◆ Records supplied ◆
=====

Issue #6942, opened 2026-09-06
`except <mod>.<Class>` binds to the real class on a full rebuild and to a synthesised `SCOPE.ExceptionType` incrementally — masked until #6927 removed the junk entity causing the collision


cajasmota:
`except <mod>.<Class>` binds to the real class on a full rebuild and to a synthesised `SCOPE.ExceptionType` on the incremental path — the divergence was masked by a junk entity for four months

Found while landing the python arm of #6927. Not caused by it: #6927 only removed the thing that was hiding it.

## The divergence

`cmd/grafel/incremental_content_parity_6129_test.go`'s fixture has

```python
# cperrs_static.py   (never touched between passes)
class CpNotFound(Exception):
    pass

# cphandler_delta.py (in the delta)
except cperrs_static.CpNotFound:
```

With `internal/engine/rules/python/frameworks/sqlalchemy.yaml`'s Model pattern gated (see below), the two paths disagree on four rows:

```
[EDGE-LOST]       SCOPE.Operation/cp_handle@cphandler_delta.py→SCOPE.Component/CpNotFound@cperrs_static.py:CATCHES
[EDGE-INVENTED]   SCOPE.Operation/cp_handle@cphandler_delta.py→SCOPE.ExceptionType/exception:CpNotFound@<exception>:CATCHES
[EDGE-INVENTED]   Module/test-repo@→SCOPE.ExceptionType/exception:CpNotFound@<exception>:CONTAINS
[ENTITY-INVENTED] SCOPE.ExceptionType|exception:CpNotFound|scope:exceptiontype:CpNotFound|<exception>
```

LOST = present on the full rebuild and absent incrementally. So the **full** rebuild resolves the caught exception to the real class in the untouched file; the **incremental** run does not find it and synthesises a placeholder `SCOPE.ExceptionType` anchored at the `<exception>` pseudo-file instead.

Which side is *right* is a separate question — a dedicated exception kind may well be the better model — but they are not the same graph, and a query joining on the CATCHES endpoint sees different rows depending on how the repo was indexed.

## Why nobody saw it

[...]

Issue #6927, opened 2026-09-06
DONE: all 18 patterns shipped and both dead-on-arrival arms are now demonstrably live on real repos


cajasmota:
18 more `^`-anchored rule patterns in 7 files are compiled without `(?m)` — and two of them would OVER-fire if `(?m)` were simply switched on

Split out of #6917, which fixed `sinatra.yaml` (9 patterns) and left the rest deliberately alone. This issue carries the measured remainder.

## The sweep

Structural, not grep: every rule YAML under `internal/engine/rules/<lang>/{frameworks,orms,queues}/` decoded through `engine.FrameworkRule` — the same schema `internal/engine/detector.go` compiles at `:156,177` — so the sweep population **is** the compiled population. **520 rule files, 412 patterns.**

**27 `^`-anchored patterns with no `(?m)`, in 8 files across 7 languages.** #6917 fixed the 9 in sinatra. The remaining **18 in 7 files**:

| file | count |
|---|---|
| `cicd/frameworks/github_actions.yaml` | 6 |
| `docker/frameworks/docker_compose.yaml` | 3 |
| `ansible/frameworks/ansible_core.yaml` | 2 |
| `python/frameworks/pytest.yaml` | 2 |
| `python/frameworks/sqlalchemy.yaml` | 2 |
| `scala/frameworks/play_framework.yaml` | 2 |
| `graphql/frameworks/graphql_schema.yaml` | 1 |

Every one of them reads as a *line* anchor — `^def\s+(test_\w+)\s*\(` obviously wants every test function in a file, not the first line of one; `^-\s+name:` wants every ansible task; `^(?:GET|POST|…)\s+(\S+)\s+controllers\.` wants every row of a Play routes file. So the recall loss is the same defect as #6917's, in six more languages.

## Why this is NOT a one-line compile-site fix

`(?m)` changes `$` as well as `^`. The sweep also found **4 `$`-bearing patterns without `(?m)`**:

- `docker/frameworks/docker_compose.yaml` — `^\s{2}(\w[\w-]*):\s*$`
- `ansible/frameworks/ansible_core.yaml` — `\s+(\w+\.\w+\.\w+):\s*$`
- `ansible/frameworks/ansible_core.yaml` — `^\s+(apt|yum|dnf|pip|copy|template|…):\s*$`
- `csharp/frameworks/net_maui.yaml` — `(?:public|internal)\s+(?:partial\s+)?class\s+(\w+ViewModel)\s*(?::|$)`

[...]

PR #6943, opened 2026-09-06
fix(#6927): pytest and sqlalchemy `^` anchors were start-of-TEXT — a realistic python module extracted ZERO tests and ZERO models

cajasmota:
The **python arm** of #6927: `pytest.yaml` and `sqlalchemy.yaml`, 4 of the 18 remaining `^`-anchored patterns compiled without `(?m)`.

`internal/engine/detector.go` compiles rule patterns with plain `regexp.Compile` at `:156,177`, so `^` means start-of-**text**. `^def\s+(test_\w+)\s*\(` could only fire when a test function was the FIRST thing in a file. Every realistic pytest module opens with a docstring or an import block, so it extracted **nothing** — not degraded, absent. Same for `^class\s+(Test\w+)` and sqlalchemy's two class patterns.

## Red, then green

Driven end-to-end on the new golden fixture `python-pytest-sqlalchemy-mini`, same binary path both times (`grafel quality`, isolated `GRAFEL_HOME`/`GRAFEL_DAEMON_ROOT`/`HOME`):

| | pre-fix binary | post-fix |
|---|---|---|
| entity must-have recall | **3 / 10 (30.0%)** | **10 / 10 (100%)** |
| relationship must-have recall | **0 / 2 (0.0%)** | **2 / 2 (100%)** |
| forbidden entity hits | 0 | 0 |
| exit | 2 | 0 |

The 3 rows the pre-fix binary did find are the fixture's deliberate **controls** — `Fixture customer`, `Relationship Invoice`, `Constraint customers.id` — all from un-anchored patterns, green before and after. Without them "the rules came back" and "rule loading broke entirely" would look the same.

At the engine level, `TestIssue6927_RealisticPytestModuleYieldsTests` and `TestIssue6927_SQLAlchemyModelsYieldSchemaAndModels` fail on the parent commit with zero `Test`, zero `TestClass`, zero `Schema`, zero `Model`.

## Why `(?m)` per pattern, and why not only `(?m)`

**Per-pattern, not the compile site.** #6917 rejected the compile-site variant because `(?m)` changes `$` too. Checked pattern by pattern here: **none of the four carries a `$`**, so that second effect cannot reach them. The compile-site cleanup stays a later, no-op step.

**`requires_framework: true` on the Model pattern.** Read literally, `^class\s+([A-Z]\w*)\s*\(\w+\)\s*:` describes "a module-level class with exactly one simple base" — plain Python syntax, not an ORM construct. `class ConfigError(Exception):` and `class Serializer(object):` both satisfy it, and `Detect` resolves rule sets by `file.Language` alone, so `(?m)` **without a gate would type every such class in every indexed Python file as a `Model`**. The start-of-text anchor was holding that back by accident. This is the shape #6152 already had to gate for `falcon.yaml` and `cherrypy.yaml` (`class Foo:` → Controller) and it carries the same remedy. The trade is stated in the YAML: a models module that imports its `Base` from a sibling and never names sqlalchemy loses the entity (the `*/models.py` file_convention still types the file).

The other three patterns are left ungated on purpose: the `DeclarativeBase` literal is its own evidence, and gating pytest would lose the very common plain-`assert` module that imports nothing.

## Forbidden rows, each proven capable of firing

A recall assertion is structurally blind to over-firing (#6902), and `(?m)` is precisely the change that lets `^` reach a non-first line for the first time — so over-firing only becomes *possible* with this fix. Seven forbidden rows, and **none is decoration**: each was fired by an actual mutant (#6938's trap — a fence written against a spelling the producer never emits reads green forever).

| forbidden row | held by | mutant that fires it |
|---|---|---|
| `Test test_commented_out` | line anchor (`# def …`) | M5 |
| `Test test_nested_helper` | line anchor (indented in a `def`) | M5 |
| `TestClass TestCommentedOut` | line anchor (`# class …`) | M6 |
| `Model LegacyInvoice` | line anchor, **inside a file that DOES import sqlalchemy** | M7 |
| `Model ConfigError` | framework gate | M8 |
| `Model Serializer` | framework gate | M8 |
| `Schema ConfigError` | the `DeclarativeBase` literal | M9 |

`LegacyInvoice` is deliberately in `app/models.py` rather than the un-imported file: the `serializers.py` rows are kept out by the **gate** and say nothing about the **anchor**, so the two fences are graded separately and their mutants are distinguishable.

## Vertical position is the axis varied

Nothing in the fixture sits on line 1. Tests appear after a docstring + imports + fixture, one indented inside a class, one **last in the file**; `Invoice` is the last model; `Registry` lives in a third file. The constructs are held at their idiomatic spellings.

## Mutants — scored at BOTH levels (#6926)

`internal/engine` package suite (`-count=1`) and the golden-fixture gate. **All nine DEAD at both.** Every mutant's pre-image count was asserted `== 1` before writing, so a silently-unapplied edit cannot read as ALIVE.

| # | mutation | engine suite | fixture gate |
|---|---|---|---|
| M1 | pytest `Test`: drop `(?m)` | FAIL | 8/10, exit 2 |
| M2 | pytest `TestClass`: drop `(?m)` | FAIL | 9/10, exit 2 |
| M3 | `DeclarativeBase`: drop `(?m)` | FAIL | 9/10 (`Registry` missing), exit 2 |
| M4 | `Model`: drop `(?m)` | FAIL | 7/10 + 0/2 edges, exit 2 |
| M5 | pytest `Test`: drop `^` | FAIL | 2 forbidden hits |
| M6 | pytest `TestClass`: drop `^` | FAIL | 1 forbidden hit |
| M7 | `Model`: drop `^` | FAIL | 1 forbidden hit |
| M8 | `Model`: remove `requires_framework` | FAIL | 2 forbidden hits |
| M9 | widen the `DeclarativeBase` literal to `[^)]*` | FAIL | 1 forbidden hit |

M3 is worth calling out. It was **ALIVE at the fixture level** on the first draft: in `models.py` both class patterns match `class Base(DeclarativeBase):` and the downstream class-shadow fold collapses the result, so removing `(?m)` there changed *nothing* observable — identical 57 entities, identical recall. `src/app/db.py` was added for that reason: `class Registry(MappedAsDataclass, DeclarativeBase):` has a two-name base list the Model pattern's `\(\w+\)` cannot match, so that `Schema` entity has exactly one producer and the pattern is graded.

## The latent bug the widening made reachable

Two, and they went opposite ways.

1. **`Base` is minted twice**, as `Schema` *and* as `Model` — the Model pattern's `(\w+)` accepts `DeclarativeBase` as a single simple base. Unreachable while the anchor kept both patterns dead. Pinned as a must-have row + a positive assertion so a later narrowing is deliberate, not accidental.
2. **`Test\w+` is not an over-fire.** It accepts `class Testing:` and `class TestHarness(Base):`, which looks wrong until you check pytest: `python_classes` defaults to the glob `Test*`. Left as written rather than narrowed to a spelling pytest itself does not use. Recorded in the YAML so the next reader does not "fix" it.

Known limitations are pinned in the **positive** direction, the #6917 heredoc idiom: an indented `def test_…` method and test-shaped text inside a `"""…"""` literal. Written as assertions so whoever teaches the detector about string literals (or widens the anchor to `^\s*def`) is told by a red test to come move them into the forbidden list.

## Ratchet — enumerated, not absorbed

`scripts/quality/run.sh --ratchet` → **OK, 33 gated fixtures held their baseline (24 at 100% must-have recall)**. `baseline.json` gains **exactly one entry**, hand-written:

```
+    "python-pytest-sqlalchemy-mini": {
+      "entity_found": 10, "entity_expected": 10,
+      "relationship_found": 2, "relationship_expected": 2,
+      "entity_extracted_total": 62, "relationship_extracted_total": 157
+    },
```

The three known python drifts (#6898) showed up again and were **restored, not recorded**:

```
python-django-mini    relationship_extracted_total 255 -> 251
python-fastapi-mini   entity_extracted_total 28 -> 27, relationship_extracted_total 57 -> 54
python-rq-mini        entity_extracted_total 22 -> 20, relationship_extracted_total 43 -> 39
```

They are **not** this change's doing, and that is measured rather than assumed: the same `--ratchet --runs 1` sweep with a **pre-fix** binary produces the identical three deltas. A post-fix-vs-pre-fix comparison across all 33 reports shows movement in **exactly one fixture** — the new one:

```
python-pytest-sqlalchemy-mini  entity_found 3->10  relationship_found 0->2
                               entity_extracted_total 54->62  relationship_extracted_total 142->157
```

Zero movement on the other 32. Recording the drifts would have tightened someone else's growth-only ceiling.

## Filed, not absorbed: #6942

`TestContentParity_PathA_6129` in `cmd/grafel` went red, and the cause is worth reading rather than skipping.

`cperrs_static.py` in that fixture opens with `class CpNotFound(Exception):` **on line 1** — the one position start-of-text semantics can reach — so the ungated Model pattern minted a junk `Model|CpNotFound` beside the real `SCOPE.Component|CpNotFound` in the same file. Two same-named entities in one file made the reference ambiguous, so the **full** rebuild also declined to bind `except cperrs_static.CpNotFound` and also fell back to a synthesised `SCOPE.ExceptionType` — and the two paths **agreed, for the wrong reason**. Gate the pattern, the junk entity goes, full starts resolving to the real class, and the incremental path's failure to do so becomes visible.

Isolated by measurement: with `(?m)` applied and `requires_framework` **removed**, that test is green; with the gate on it reports exactly four rows. Filed as **#6942**, with four shape-keyed `cpKnown` entries citing it. The allow-list is a shrink-only ratchet, so whoever fixes it is told by a stale-entry failure to delete them.

Also bumped: three `internal/quality` corpus-size constants `32 -> 33` (`want 32` guards that exist precisely so a corpus change is deliberate).

## Verification

- `go test ./internal/engine/... ./internal/quality/... ./cmd/grafel/... -count=1` → **all ok** (`internal/engine` 41.9s, `internal/quality` 34.6s, `cmd/grafel` 138.9s).
- `scripts/quality/run.sh --ratchet` → **exit 0**, 33 gated fixtures.
- `gofmt -l internal cmd` clean; `go vet` on the three trees clean.
- Measured in the linked worktree at `lane/6927-python-multiline`, parent `fc9124eef`.

## What this arm does NOT do

`Refs #6927` — it does not close it. **Five files remain**, 14 patterns:

| file | patterns |
|---|---|
| `cicd/frameworks/github_actions.yaml` | 6 (no fixture yet) |
| `docker/frameworks/docker_compose.yaml` | 3 |
| `ansible/frameworks/ansible_core.yaml` | 2 |
| `scala/frameworks/play_framework.yaml` | 2 (fixture-covered) |
| `graphql/frameworks/graphql_schema.yaml` | 1 (fixture-covered) |

`docker_compose.yaml` and `ansible_core.yaml` are **untouched on purpose**. They carry the `$`-bearing over-fire hazard #6927 measured: under `(?m)`, `^\s{2}(\w[\w-]*):\s*$` becomes "every two-space-indented key in any YAML the docker bucket sees". Those patterns need rewriting, not a flag, and they have no golden fixture to grade the rewrite. Separate arm.

Refs #6927, #6917, #6902, #6152, #6942.

### DIFF
--- a/cmd/grafel/incremental_content_parity_6129_test.go
+++ b/cmd/grafel/incremental_content_parity_6129_test.go
@@ -783,6 +783,54 @@ var cpKnownPathA = []cpKnown{
 		Contains: []string{"SCOPE.Operation/cp_use_class@cphandler_delta.py→«unbound»:CALLS"},
 	},
 
+	// ── #6942 family: `except <mod>.<Class>` binds differently on the two paths ──
+	//
+	// The FULL rebuild resolves `except cperrs_static.CpNotFound` to the real
+	// class entity in the untouched file; the INCREMENTAL run does not find it
+	// and synthesises a placeholder `SCOPE.ExceptionType` at the `<exception>`
+	// pseudo-file instead. Which side is right is genuinely open — a dedicated
+	// exception kind may be the better model — but they are not the same graph.
+	//
+	// These four entries are NEW here and the reason they are new is worth
+	// keeping, because it is not "a fix regressed something". Until #6927 the
+	// two paths AGREED, for the wrong reason: `cperrs_static.py` opens with
+	// `class CpNotFound(Exception):` on LINE 1, and sqlalchemy.yaml's
+	// `^class\s+([A-Z]\w*)\s*\(\w+\)\s*:` -> Model was compiled without
+	// `(?m)`, so start-of-text was the one position it could reach and it minted
+	// a junk `Model|CpNotFound` beside the real `SCOPE.Component|CpNotFound` in
+	// the same file. Two same-named entities in one file made the reference
+	// ambiguous, so the full rebuild ALSO declined to bind and also fell back to
+	// the synthetic. #6927 gates that pattern behind `requires_framework`, the
+	// junk entity goes, full starts resolving, and the incremental gap shows.
+	//
+	// Isolated by measurement rather than argued: with `(?m)` applied and
+	// `requires_framework` removed from that one pattern, this test is green;
+	// with the gate on, it reports exactly these four rows.
+	{
+		Issue:    "#6942",
+		Why:      "Incremental cannot resolve the caught exception to the class in an untouched file and synthesises a SCOPE.ExceptionType placeholder instead. Unfixed; which path is correct is undecided.",
+		Bucket:   cpEntityInvented,
+		Contains: []string{"SCOPE.ExceptionType|exception:CpNotFound", "<exception>"},
+	},
+	{
+		Issue:    "#6942",
+		Why:      "The CATCHES edge onto that synthesised placeholder.",
+		Bucket:   cpEdgeInvented,
+		Contains: []string{"SCOPE.Operation/cp_handle@cphandler_delta.py→SCOPE.ExceptionType/exception:CpNotFound@<exception>:CATCHES"},
+	},
+	{
+		Issue:    "#6942",
+		Why:      "Module CONTAINS for the synthesised placeholder. Listed separately from the CATCHES edge so one of them going quiet cannot be absorbed by the other.",
+		Bucket:   cpEdgeInvented,
+		Contains: []string{"→SCOPE.ExceptionType/exception:CpNotFound@<exception>:CONTAINS"},
+	},
+	{
+		Issue:    "#6942",
+		Why:      "The LOST half: the full rebuild's CATCHES edge, bound to the real class in the untouched file. This row is the whole of the disagreement — it is what incremental does not produce.",
+		Bucket:   cpEdgeLost,
+		Contains: []string{"SCOPE.Operation/cp_handle@cphandler_delta.py→SCOPE.Component/CpNotFound@cperrs_static.py:CATCHES"},
+	},
+
 	// ── #6094 family: a duplicated row persisted into graph.fb ── ALL FIXED ──
 	//
 	// This block held three entries and now holds none. They came off the
--- a/internal/engine/python_multiline_anchor_6927_test.go
+++ b/internal/engine/python_multiline_anchor_6927_test.go
@@ -1,0 +1,364 @@
+package engine
+
+import (
+	"context"
+	"testing"
+
+	"github.com/cajasmota/grafel/internal/extractor"
+)
+
+// #6927 (python arm) — the same defect #6917 fixed for sinatra, in two Python
+// rule files. `internal/engine/detector.go` compiles rule patterns with plain
+// `regexp.Compile` at :156 and :177, so `^` means START OF TEXT, not start of
+// line. Four `^`-anchored patterns are affected:
+//
+//	rules/python/frameworks/pytest.yaml
+//	  ^def\s+(test_\w+)\s*\(          -> Test
+//	  ^class\s+(Test\w+)\s*           -> TestClass
+//	rules/python/frameworks/sqlalchemy.yaml
+//	  ^class\s+(\w+)\s*\([^)]*DeclarativeBase[^)]*\)\s*:  -> Schema
+//	  ^class\s+([A-Z]\w*)\s*\(\w+\)\s*:                   -> Model
+//
+// None of the four carries a `$`, so `(?m)`'s second effect (end-of-line
+// semantics for `$`) cannot reach them — checked pattern by pattern, which is
+// why the fix is per-pattern here and NOT at the compile site (#6917 rejected
+// the compile-site variant because this repo has ungated `$`-bearing patterns
+// elsewhere, notably docker_compose and ansible_core).
+//
+// These tests drive the REAL embedded YAML through LoadAllRules() and
+// Detector.Detect(): the defect IS the shipped pattern text, so grading a
+// hand-written copy would leave the shipped one unobserved.
+//
+// Graded in BOTH directions (#6902 — a recall assertion is structurally blind
+// to over-firing):
+//
+//   - recall:    TestIssue6927_RealisticPytestModuleYieldsTests,
+//     TestIssue6927_SQLAlchemyModelsYieldSchemaAndModels
+//   - forbidden: TestIssue6927_PythonPatternsDoNotOverFire,
+//     TestIssue6927_ModelPatternDoesNotClaimEveryPythonClass
+
+// pytest6927Module is deliberately NOT a toy whose first line is a test. It
+// opens with a docstring and an import block — the shape every real pytest
+// module has — then places tests at three DIFFERENT vertical positions: after
+// the fixture, inside a class, and last-in-file. Vertical position IS the
+// defect, so it is the one axis this source varies; the constructs themselves
+// are held at their idiomatic spellings.
+const pytest6927Module = `"""Invoice service tests."""
+
+import pytest
+
+from app.invoices import InvoiceService
+
+
+@pytest.fixture
+def service():
+    return InvoiceService()
+
+
+def test_creates_invoice(service):
+    assert service.create()
+
+
+class TestInvoiceTotals:
+    def test_sums_lines(self, service):
+        assert service.total() == 0
+
+
+def test_rejects_negative_amount(service):
+    with pytest.raises(ValueError):
+        service.create(amount=-1)
+`
+
+// sqlalchemy6927Models likewise opens with a docstring + imports, and declares
+// its last model near EOF.
+const sqlalchemy6927Models = `"""ORM models."""
+
+from sqlalchemy import Column, ForeignKey, Integer, String
+from sqlalchemy.orm import DeclarativeBase, relationship
+
+
+class Base(DeclarativeBase):
+    pass
+
+
+class Customer(Base):
+    __tablename__ = "customers"
+
+    id = Column(Integer, primary_key=True)
+    name = Column(String)
+    invoices = relationship("Invoice")
+
+
+# class LegacyInvoice(Base):
+#     __tablename__ = "legacy_invoices"
+
+
+class Invoice(Base):
+    __tablename__ = "invoices"
+
+    id = Column(Integer, primary_key=True)
+    customer_id = Column(Integer, ForeignKey("customers.id"))
+`
+
+func detect6927Python(t *testing.T, path, src string) *DetectResult {
+	t.Helper()
+	rules, err := LoadAllRules()
+	if err != nil {
+		t.Fatalf("LoadAllRules: %v", err)
+	}
+	det := New(rules)
+	res, err := det.Detect(context.Background(), extractor.FileInput{
+		Path:     path,
+		Content:  []byte(src),
+		Language: "python",
+	})
+	if err != nil {
+		t.Fatalf("Detect: %v", err)
+	}
+	return res
+}
+
+func has6927Entity(res *DetectResult, kind, name string) bool {
+	for _, e := range res.Entities {
+		if e.Kind == kind && e.Name == name {
+			return true
+		}
+	}
+	return false
+}
+
+func entity6927Names(res *DetectResult, kind string) []string {
+	var out []string
+	for _, e := range res.Entities {
+		if e.Kind == kind {
+			out = append(out, e.Name)
+		}
+	}
+	return out
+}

=====

◆ Exercise objective ◆
Copy the lines of the data above exactly as written, beginning with the line containing "--- a/cmd/grafel/incremental_content_parity_6129_test.go" and ending with the line containing "and it minted", and leave out all other lines.

◆ Task solution ◆
--- a/cmd/grafel/incremental_content_parity_6129_test.go
+++ b/cmd/grafel/incremental_content_parity_6129_test.go
@@ -783,6 +783,54 @@ var cpKnownPathA = []cpKnown{
 		Contains: []string{"SCOPE.Operation/cp_use_class@cphandler_delta.py→«unbound»:CALLS"},
 	},
 
+	// ── #6942 family: `except <mod>.<Class>` binds differently on the two paths ──
+	//
+	// The FULL rebuild resolves `except cperrs_static.CpNotFound` to the real
+	// class entity in the untouched file; the INCREMENTAL run does not find it
+	// and synthesises a placeholder `SCOPE.ExceptionType` at the `<exception>`
+	// pseudo-file instead. Which side is right is genuinely open — a dedicated
+	// exception kind may be the better model — but they are not the same graph.
+	//
+	// These four entries are NEW here and the reason they are new is worth
+	// keeping, because it is not "a fix regressed something". Until #6927 the
+	// two paths AGREED, for the wrong reason: `cperrs_static.py` opens with
+	// `class CpNotFound(Exception):` on LINE 1, and sqlalchemy.yaml's
+	// `^class\s+([A-Z]\w*)\s*\(\w+\)\s*:` -> Model was compiled without
+	// `(?m)`, so start-of-text was the one position it could reach and it minted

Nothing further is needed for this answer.